**What is required:**
In the records that follow, find the line with "PS C:\windows\system32> **_knife"; from there, retype every line exactly through the line with "Check your knife", which also belongs to the answer.

Data listing Start Marker

Issue #445, opened 2018-03-05
knife winrm stops when there is one host which is not responding


liivats:
If you using command knife _winrm **_"platform_family:windows" "hostname"_**
Then it fails when reaches the host which is not responding. To compare knife ssh, then knife ssh works as expected. It resumes when there is non-responsive host. 

Please fix it as it is really important to be able to proceed with hosts which running.

PS C:\windows\system32> **_knife winrm "platform_family:windows" "hostname" -x 'username'_**
Enter your password:
**hostname1 hostname1**
ERROR: Network Error: A connection attempt failed because the connected party did not properly respond after a period of time, or established connection failed because connected host has failed to respond. - A connection attempt failed because the connected party did not properly respond after a period of time, or established connection failed because connected host has failed to respond. - connect(2) for **"hostname2" port 5985 (hostname2:5985)**
Check your knife configuration and network settings
PS C:\windows\system32>

bish0polis:
This looks like #402 .

Vasu1105:
@liivats sure we will look into this on priority.

Vasu1105:
I have identified that to connect to multiple servers using knife winrm command you need to also provide an `--concurrency The number of allowed concurrent connection` option along with your `--manual-list                QUERY is a space separated list of servers` option

The command which I verified is

```knife winrm -C 3 -m "<ip-address-1> <ip-address-2> <ip-address-2>" 'hostname' -x "azure" -P "azure@12345678" -c ~/workspace/chef-repo/.chef/knife.rb ```

and the result which I got is it did listed the hostname for the servers which are responding and then at the end the end I got timeout error for the server which I purposely stopped 
```
<ip-address-1> vj-msys-891
<ip-address-3>  vj-msys-891-is2

/home/msys/workspace/knife-windows/bundle/ruby/2.5.0/gems/httpclient-2.8.3/lib/httpclient/session.rb:611:in `initialize': execution expired (HTTPClient::ConnectTimeoutError)
ERROR: HTTPClient::ConnectTimeoutError: execution expired
```
@btm do you think that based on the number of servers that are coming as input from user we should decided the concurrency and set it dynamically rather that expecting that to be provided by user?

NAshwini:
Closing this issue as its been resolved by PR https://github.com/chef/knife-windows/pull/484

Issue #402, opened 2016-11-02
WinRM Connection fails when one node in list is down


mtharpe:
When running knife winrm "name:*somequery*" 'some command' and there is a return from the chef server that has a server that is not available the whole command fails. 

/opt/chefdk/embedded/lib/ruby/gems/2.3.0/gems/httpclient-2.8.2.4/lib/httpclient/session.rb:604:in `initialize': execution expired (HTTPClient::ConnectTimeoutError)
	from /opt/chefdk/embedded/lib/ruby/gems/2.3.0/gems/httpclient-2.8.2.4/lib/httpclient/session.rb:604:in `new'
	from /opt/chefdk/embedded/lib/ruby/gems/2.3.0/gems/httpclient-2.8.2.4/lib/httpclient/session.rb:604:in `create_socket'
	from /opt/chefdk/embedded/lib/ruby/gems/2.3.0/gems/httpclient-2.8.2.4/lib/httpclient/session.rb:749:in `block in connect'
	from /opt/chefdk/embedded/lib/ruby/2.3.0/timeout.rb:101:in `timeout'
	from /opt/chefdk/embedded/lib/ruby/gems/2.3.0/gems/httpclient-2.8.2.4/lib/httpclient/session.rb:742:in `connect'
	from /opt/chefdk/embedded/lib/ruby/gems/2.3.0/gems/httpclient-2.8.2.4/lib/httpclient/session.rb:504:in `query'
	from /opt/chefdk/embedded/lib/ruby/gems/2.3.0/gems/httpclient-2.8.2.4/lib/httpclient/session.rb:174:in `query'
	from /opt/chefdk/embedded/lib/ruby/gems/2.3.0/gems/httpclient-2.8.2.4/lib/httpclient.rb:1240:in `do_get_block'
	from /opt/chefdk/embedded/lib/ruby/gems/2.3.0/gems/httpclient-2.8.2.4/lib/httpclient.rb:1017:in `block in do_request'
	from /opt/chefdk/embedded/lib/ruby/gems/2.3.0/gems/httpclient-2.8.2.4/lib/httpclient.rb:1131:in `protect_keep_alive_disconnected'
	from /opt/chefdk/embedded/lib/ruby/gems/2.3.0/gems/httpclient-2.8.2.4/lib/httpclient.rb:1012:in `do_request'
[...]

PR #484, opened 2019-08-29
Fix multiple session issue of concurrency flag

NAshwini:
Signed-off-by: NAshwini <ashwini.nehate@msystechnologies.com>

### Description
Multiple servers can connect now using knife winrm command with and without providing an `--concurrency The number of allowed concurrent connection` option along with your `--manual-list QUERY is a space separated list of servers` option

### Issues Resolved
https://github.com/chef/knife-windows/issues/445
https://github.com/chef/knife-windows/issues/402

### Check List

- [*] New functionality includes tests
- [*] All tests pass
- [*] All commits have been signed-off for the Developer Certificate of Origin. See <https://github.com/chef/chef/blob/master/CONTRIBUTING.md#developer-certification-of-origin-dco>
- [ ] PR title is a worthy inclusion in the CHANGELOG

### DIFF
--- a/lib/chef/knife/winrm_knife_base.rb
+++ b/lib/chef/knife/winrm_knife_base.rb
@@ -118,15 +118,16 @@ class Chef
           def relay_winrm_command(command)
             Chef::Log.debug(command)
             @session_results = []
-
             queue = Queue.new
             @winrm_sessions.each { |s| queue << s }
-            number_of_session = config[:concurrency] ? locate_config_value(:concurrency) : @name_args[0].split(" ").count || queue.size
-            # These nils will kill the Threads once no more sessions are left
-            number_of_session.times { queue << nil }
+            num_sessions = locate_config_value(:concurrency)
+            num_targets = @winrm_sessions.length
+            num_sessions = (num_sessions.nil? || num_sessions == 0) ? num_targets : [num_sessions, num_targets].min
 
+            # These nils will kill the Threads once no more sessions are left
+            num_sessions.times { queue << nil }
             threads = []
-            number_of_session.times do
+            num_sessions.times do
               threads << Thread.new do
                 while session = queue.pop
                   run_command_in_thread(session, command)
--- a/lib/chef/knife/winrm_knife_base.rb
+++ b/lib/chef/knife/winrm_knife_base.rb
@@ -121,11 +121,12 @@ class Chef
 
             queue = Queue.new
             @winrm_sessions.each { |s| queue << s }
+            number_of_session = config[:concurrency] ? locate_config_value(:concurrency) : @name_args[0].split(" ").count || queue.size
             # These nils will kill the Threads once no more sessions are left
-            locate_config_value(:concurrency).times { queue << nil }
+            number_of_session.times { queue << nil }
 
             threads = []
-            locate_config_value(:concurrency).times do
+            number_of_session.times do
               threads << Thread.new do
                 while session = queue.pop
                   run_command_in_thread(session, command)
--- a/lib/chef/knife/winrm_shared_options.rb
+++ b/lib/chef/knife/winrm_shared_options.rb
@@ -43,7 +43,7 @@ class Chef
           option :concurrency,
             short: "-C NUM",
             long: "--concurrency NUM",
-            description: "The number of allowed concurrent connections",
+            description: "The number of allowed concurrent connections - default is number of hosts",
             proc: lambda { |o| o.to_i }
         end
       end
--- a/lib/chef/knife/winrm_shared_options.rb
+++ b/lib/chef/knife/winrm_shared_options.rb
@@ -44,7 +44,6 @@ class Chef
             short: "-C NUM",
             long: "--concurrency NUM",
             description: "The number of allowed concurrent connections",
-            default: 1,
             proc: lambda { |o| o.to_i }
         end
       end
--- a/spec/unit/knife/winrm_spec.rb
+++ b/spec/unit/knife/winrm_spec.rb
@@ -447,6 +447,22 @@ describe Chef::Knife::Winrm do
       expect { @winrm.run_with_pretty_exceptions }.to raise_error(SystemExit)
     end
 
+    context "impact of concurrency value" do
+      before(:each) do
+        allow(Chef::Knife::WinrmSession).to receive(:new).and_return(session)
+        @winrms = Chef::Knife::Winrm.new(['-C', '3', '-m', 'localhost', '-x', 'testuser', '-P', 'testpassword', '--winrm-authentication-protocol', 'basic', 'echo helloworld'])
+      end
+      it "create sessions to equal number of concurrent value if concurrent option is given" do
+        @winrms.config[:concurrency] = 1
+        allow(@winrms).to receive(:relay_winrm_command).and_return(true)
+        expect { @winrms.run_with_pretty_exceptions }.not_to raise_error
+      end
+      it "create sessions to equal number of IP's if concurrent option is not given" do
+        allow(@winrm).to receive(:relay_winrm_command).and_return(true)
+        expect { @winrm.run_with_pretty_exceptions }.not_to raise_error
+      end
+    end
+
     context "when winrm_authentication_protocol specified" do
       before do
         Chef::Config[:knife] = { winrm_transport: "plaintext" }
--- a/spec/unit/knife/winrm_spec.rb
+++ b/spec/unit/knife/winrm_spec.rb
@@ -447,22 +447,6 @@ describe Chef::Knife::Winrm do
       expect { @winrm.run_with_pretty_exceptions }.to raise_error(SystemExit)
     end
 
-    context "impact of concurrency value" do
-      before(:each) do
-        allow(Chef::Knife::WinrmSession).to receive(:new).and_return(session)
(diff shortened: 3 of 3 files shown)


lib/chef/knife/winrm_knife_base.rb
```diff
@@ -122,11 +122,12 @@ def relay_winrm_command(command)
 
             queue = Queue.new
             @winrm_sessions.each { |s| queue << s }
+            number_of_session = config[:concurrency] ? locate_config_value(:concurrency) : @name_args[0].split(" ").count || queue.size
```
Nimesh-Msys: `@name_args[0].split(" ").count || queue.size`
As count would always return a number, `queue.size` would be non-reachable here.
Could you please confirm if we need a `zero?` check with the count or may be an empty check with the array here.

lib/chef/knife/winrm_knife_base.rb
```diff
@@ -122,11 +122,12 @@ def relay_winrm_command(command)
...
             # These nils will kill the Threads once no more sessions are left
-            locate_config_value(:concurrency).times { queue << nil }
+            number_of_session.times { queue << nil }
```
Nimesh-Msys: Array's default would anyway be nil, may be we can tweak the upcoming iteration logic.
Still if we want this, `queue += [nil] * number_of_sessions` would be a faster and nicer choice.
A sample Benchmark comparison with 30000 iterations:
Current: 6.8137
Suggested: 0.3112

lib/chef/knife/winrm_shared_options.rb
```diff
@@ -44,7 +44,6 @@ def self.included(includer)
             :short => "-C NUM",
             :long => "--concurrency NUM",
```
Nimesh-Msys: Since we are touching this, can we use new hash formats ?

spec/unit/knife/winrm_spec.rb
```diff
@@ -443,6 +443,22 @@
       expect { @winrm.run_with_pretty_exceptions }.to raise_error(SystemExit)
     end
 
+    context "impact of concurrency value" do
+      before(:each) do
+        allow(Chef::Knife::WinrmSession).to receive(:new).and_return(session)
+        @winrms = Chef::Knife::Winrm.new(['-C', '3', '-m', 'localhost', '-x', 'testuser', '-P', 'testpassword', '--winrm-authentication-protocol', 'basic', 'echo helloworld'])
+      end
+      it "create sessions to equal number of concurrent value if concurrent option is given" do
```
Nimesh-Msys: As per the description, can we have a number check in expectation ?
Also in the upcoming test cases.

lib/chef/knife/winrm_knife_base.rb
Nimesh-Msys: My bad, `queue` is an object of class [`Queue`](https://ruby-doc.org/core-2.5.0/Queue.html). This is not an array.

spec/unit/knife/winrm_spec.rb
```diff
@@ -443,6 +443,22 @@
...
+        allow(Chef::Knife::WinrmSession).to receive(:new).and_return(session)
+        @winrms = Chef::Knife::Winrm.new(['-C', '3', '-m', 'localhost', '-x', 'testuser', '-P', 'testpassword', '--winrm-authentication-protocol', 'basic', 'echo helloworld'])
+      end
+      it "connect sessions if concurrent option is given" do
+        @winrms.config[:concurrency] = 1
+        allow(@winrms).to receive(:relay_winrm_command).and_return(true)
+        expect { @winrms.run_with_pretty_exceptions }.not_to raise_error
+      end
+      it "connect sessions if concurrent option is not given" do
+        allow(@winrm).to receive(:relay_winrm_command).and_return(true)
```
marcparadise: We've set -C 3 in the before block, so wouldn't it still be given here?  We might need to `@winrms.config.delete[:concurrency]`.

spec/unit/knife/winrm_spec.rb
```diff
@@ -443,6 +443,22 @@
       expect { @winrm.run_with_pretty_exceptions }.to raise_error(SystemExit)
     end
 
+    context "impact of concurrency value" do
```
marcparadise: I'd like to see these tests verifying that the requested concurrency limits are respected; or that no concurrency limit is put in place when it's not specified. That is something like: 

``` 
context "impact of concurrency value" do 
  context "when concurrency limit is not set" do 
    it "spawns a number of connection threads equal to the number of target nodes" do 
    end 
  end
  context "when concurrency limit is set" do 
     it "starts only the required number of threads when there are fewer targets than threads" do 
    end  
     it "starts only the requested number of threads when there are as many targets as threads" do 
    end 
     it "starts only the requested number of threads when there are more targets then threads" do 
    end 
   end 
end
```

That first test under when "concurrency limit is set" will fail if implemented as written now, because we start C threads even if number of targets < C. That seems like overhead we could avoid.

tas50:
Can this get rebased the comments addressed please?

lib/chef/knife/winrm_shared_options.rb
```diff
@@ -28,24 +28,23 @@ module WinrmSharedOptions
...
 
           option :concurrency,
-            :short => "-C NUM",
-            :long => "--concurrency NUM",
-            :description => "The number of allowed concurrent connections",
-            :default => 1,
-            :proc => lambda { |o| o.to_i }
+            short: "-C NUM",
+            long: "--concurrency NUM",
+            description: "The number of allowed concurrent connections",
```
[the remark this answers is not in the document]
NAshwini: Whether you want me to add this as a description ?

NAshwini:
@marcparadise and @tas50 Sorry for late response. I have refactor the code as per review comment and rebase it.

Thanks.

lib/chef/knife/winrm_shared_options.rb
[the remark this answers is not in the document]
marcparadise: Yes, to the description.

spec/unit/knife/winrm_spec.rb
```diff
@@ -443,6 +443,35 @@
...
+      before(:each) do
+        allow(Chef::Knife::WinrmSession).to receive(:new).and_return(session)
+        @winrms = Chef::Knife::Winrm.new(['-C', '3', '-m', 'localhost somewhere knowhost', '-x', 'testuser', '-P', 'testpassword', '--winrm-authentication-protocol', 'basic', 'echo helloworld'])
+      end
+      context "when concurrency limit is set" do
```
marcparadise: The shape of these is better, but I don't see that we're verifying the number of threads started in each case.

lib/chef/knife/winrm_knife_base.rb
```diff
@@ -122,11 +121,15 @@ def relay_winrm_command(command)
 
             queue = Queue.new
             @winrm_sessions.each { |s| queue << s }
+            con_limit = config[:concurrency]
+            num_sessions =  locate_config_value(:concurrency)
+            num_targets =  @winrm_sessions.length
+            num_sessions  = (con_limit.nil? || con_limit == 0) ? num_targets : [num_sessions, num_targets].min
```
marcparadise: A little confused by this - doesn't `locate_config_value` also search in `config`?

NAshwini: Actually it is but setting con_limit as hard code value might be not a good idea, So set it as `config[:concurrency]`

marcparadise: What I mean is, is there a scenario in which `locate_config_value` will fail to return the value included in `config[:concurrency]`?

NAshwini: Not require to set con_limit as `config[:concurrency]` will be taken care in def locate_config_value,
made changes as required.

spec/unit/knife/winrm_spec.rb
NAshwini: @mp I have added the test case as below, But as per your point we cannot check impact of concurreny with number of threads running as it does the actually checking of host connection. which returns to fail due to dummy node. and mocking it will not give result of number of threads.

spec/unit/knife/winrm_spec.rb
```diff
@@ -491,4 +491,65 @@
...
+        '--winrm-authentication-protocol', protocol,
+        'echo helloworld'
+      ]
+    end
+    let(:winrm_connection) { Dummy::Connection.new }
+
+    subject { Chef::Knife::Winrm.new(knife_args) }
+
+    it "concurrency not set" do
+      expect(subject).to receive(:run_command_in_thread).thrice
```
marcparadise: I think there's value in verifying that we've called run_command_in_thread three times, but we also want to verify the number of threads spawned in these cases. Could we do that via something like `expect(Thread).to receive(:new).exactly(n).times.and_call_original` ? That would validate that we're running the command for all hosts, and that the we are not spawning more (or fewer) threads than we should be in each case.

NAshwini: Yes I got your point, But when we tried to check number of spawning threads, it actually goes to make connection for all host under `-m` i.e `localhost knownhost somehost` and it fails to connect these dummy host and return a error. and mocking this will not help to get no of spawning thread.

marcparadise: I think we could get around that by continuing to check for receive `receive(:run_command_in_thread).thrice` as well; the thread would get spawned, but `run_command_in_thread` would be prevented from execution by the condition.

NAshwini: Thank you @marcparadise, Added test cases of `Threads` and rebase it.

Data listing End Marker

**Reply:**
PS C:\windows\system32> **_knife winrm "platform_family:windows" "hostname" -x 'username'_**
Enter your password:
**hostname1 hostname1**
ERROR: Network Error: A connection attempt failed because the connected party did not properly respond after a period of time, or established connection failed because connected host has failed to respond. - A connection attempt failed because the connected party did not properly respond after a period of time, or established connection failed because connected host has failed to respond. - connect(2) for **"hostname2" port 5985 (hostname2:5985)**
Check your knife configuration and network settings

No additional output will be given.